Have a look at the java.util.zip package for all about compression:

http://java.sun.com/developer/technicalArticles/Programming/compression/

Though JPEG and PNG are already somehow compressed, using the Inflater class, you can reduce byte count while maintaining the exact same quality of your image. Compressing an already compressed format generally are not significant. If you group several images together, though, inflating them is significant (since inflation techniques recognize common patterns in object data, which reduce repetition and thus reduces byte count).

Pindatjuh
+1  A: 

You need to encode the image data into the format that has the right characteristics for your image. If it's 24-bit color and has a lot of colors and you want to lose no quality, you are probably stuck with PNG, but look into lossless JPEG 2000.
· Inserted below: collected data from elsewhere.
PR #1778, opened 2020-06-02
GROW-111, GROW-110, ML loan recommendations in the interstitial & funded pages

ryan-ludwig:


go-bears:
ooh! 😍

src/components/LoansYouMightLike/lymlContainer.vue
```diff
@@ -257,6 +313,33 @@ export default {
...
+				id: 'Experiment:ml_loan_to_loan',
+				fragment: experimentVersionFragment,
+			}) || {};
+
+			if (localExperiment.version === 'control' || localExperiment.version === 'shown') {
+				this.expMlLoanToLoan = localExperiment.version === 'shown';
+			}
+		},
+		fireExperimentTracking() {
+			// track loans shown
```
ryan-ludwig, line 329: Will remove these console logs after I've had some additional testing in dev

mcstover: cool totally understand the interest in testing this where that query can run properly

src/components/Lightboxes/AddToBasketInterstitial.vue
```diff
@@ -93,50 +96,70 @@ import cookieStore from '@/util/cookieStore';
...
 	},
 	computed: {
 		basketInterstitialActive() {
 			return this.basketInterstitialState.active || false;
 		}
 	},
+	watch: {
+		userPrefHideInterstitial() {
+			try {
+				localStorage.setItem('userPrefHideInterstitial', this.userPrefHideInterstitial);
```
emuvente, line 136: Use the `store2` package rather than using local storage directly. When you do that, there's no need for the try/catch

src/components/Lightboxes/AddToBasketInterstitial.vue
```diff
@@ -93,50 +96,70 @@ import cookieStore from '@/util/cookieStore';
...
-				this.showInterstitial = interstitialState.active ? interstitialState.visible : false;
-
 				this.basketInterstitialState = {
 					...this.basketInterstitialState,
 					active: interstitialState.active,
 					visible: interstitialState.visible,
 					loanId: interstitialState.loanId,
 				};
 
+				this.userPrefHideInterstitial = localStorage.getItem('userPrefHideInterstitial') === 'true';
```
emuvente, line 160: Because of the `watch` on this property, setting this here will cause the tracking event to fire. I would recommend tracking/setting the value in storage using a click handler, rather than a watch.

src/components/Lightboxes/AddToBasketInterstitial.vue
ryan-ludwig: Ooh, it actually stores the value as a Boolean instead of String. 😲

If you can lose some quality, then try

  1. Lossy JPEG 2000 -- much smaller than JPEG for the same quality loss
  2. reducing the number of colors and using a color mapped format

If the image has only gray or black and white data, make sure that you are encoding it as such (8-bit gray or 1-bit black and white). Then, make sure you use an encoder that is tuned for that kind of format (for example TIFF with Group 4 or JBIG2).

Another good option is to remove all of the unwanted meta-data from the image (or make sure that your encoder doesn't put any in).

If you want to stick with what's in Java, you probably have to use TIFF, PNG or JPEG -- there are third party image endcoders (for example, my company, Atalasoft, makes a .NET version of these advanced encoders -- there are Java vendors out there as well)

FYI: reducing bit depth usually means reducing quality (unless the reduction is meaningless). For example if I have a 24-bit color image, but all of the colors are gray (where R==G==B), then reducing to 8-bit gray does not lose quality. This is also true if your image has any collection of 256 different colors and you switch to a color mapped (indexed or paletted) format. You reduce the number of bytes and don't reduce quality.